*** Information given ***

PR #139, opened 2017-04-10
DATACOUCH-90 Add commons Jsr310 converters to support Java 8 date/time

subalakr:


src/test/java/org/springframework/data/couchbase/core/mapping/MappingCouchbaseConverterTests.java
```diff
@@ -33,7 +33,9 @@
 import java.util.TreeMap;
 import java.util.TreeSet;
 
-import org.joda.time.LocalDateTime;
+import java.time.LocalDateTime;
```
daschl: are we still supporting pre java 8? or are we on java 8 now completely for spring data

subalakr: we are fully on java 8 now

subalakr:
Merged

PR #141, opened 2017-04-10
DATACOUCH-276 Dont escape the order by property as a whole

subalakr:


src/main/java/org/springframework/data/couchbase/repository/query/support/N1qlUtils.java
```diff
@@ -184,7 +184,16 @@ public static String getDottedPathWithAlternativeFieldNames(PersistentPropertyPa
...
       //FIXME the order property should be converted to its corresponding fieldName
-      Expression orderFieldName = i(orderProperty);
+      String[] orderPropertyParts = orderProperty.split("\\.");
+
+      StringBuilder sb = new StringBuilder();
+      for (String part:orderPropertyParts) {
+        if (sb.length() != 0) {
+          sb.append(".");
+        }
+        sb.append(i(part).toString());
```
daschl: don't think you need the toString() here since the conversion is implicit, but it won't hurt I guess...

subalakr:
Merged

***
*** Information given ***

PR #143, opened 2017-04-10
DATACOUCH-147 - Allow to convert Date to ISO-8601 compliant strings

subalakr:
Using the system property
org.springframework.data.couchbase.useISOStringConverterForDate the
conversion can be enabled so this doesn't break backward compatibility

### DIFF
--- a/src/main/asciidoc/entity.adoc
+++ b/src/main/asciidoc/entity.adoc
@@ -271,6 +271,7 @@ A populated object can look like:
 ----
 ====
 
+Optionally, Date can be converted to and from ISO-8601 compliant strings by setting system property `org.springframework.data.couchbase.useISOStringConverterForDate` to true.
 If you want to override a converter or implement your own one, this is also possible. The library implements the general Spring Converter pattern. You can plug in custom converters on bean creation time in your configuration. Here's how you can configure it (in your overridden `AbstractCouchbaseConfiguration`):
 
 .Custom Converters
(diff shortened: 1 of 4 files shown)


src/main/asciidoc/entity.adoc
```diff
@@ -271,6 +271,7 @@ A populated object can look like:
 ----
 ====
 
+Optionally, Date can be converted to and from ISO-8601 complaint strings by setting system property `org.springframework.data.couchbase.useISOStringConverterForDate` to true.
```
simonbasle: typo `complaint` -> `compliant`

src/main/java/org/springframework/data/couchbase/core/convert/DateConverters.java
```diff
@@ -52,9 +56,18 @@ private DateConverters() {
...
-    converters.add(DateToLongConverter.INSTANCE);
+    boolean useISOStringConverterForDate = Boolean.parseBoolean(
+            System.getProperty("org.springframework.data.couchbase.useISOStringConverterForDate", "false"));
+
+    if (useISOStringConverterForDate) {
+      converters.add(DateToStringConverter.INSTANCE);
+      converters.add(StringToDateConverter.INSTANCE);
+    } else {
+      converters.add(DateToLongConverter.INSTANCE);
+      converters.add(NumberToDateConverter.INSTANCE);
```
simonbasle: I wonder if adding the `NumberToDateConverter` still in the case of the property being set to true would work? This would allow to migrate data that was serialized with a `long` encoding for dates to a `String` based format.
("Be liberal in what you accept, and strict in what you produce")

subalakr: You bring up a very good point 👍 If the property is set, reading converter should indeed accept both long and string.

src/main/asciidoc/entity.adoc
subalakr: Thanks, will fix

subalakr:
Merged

***

Your goal: Check each line of the data above for the word "DateToLongConverter". Report how many lines have it, and nothing else.

Solution for this task: 2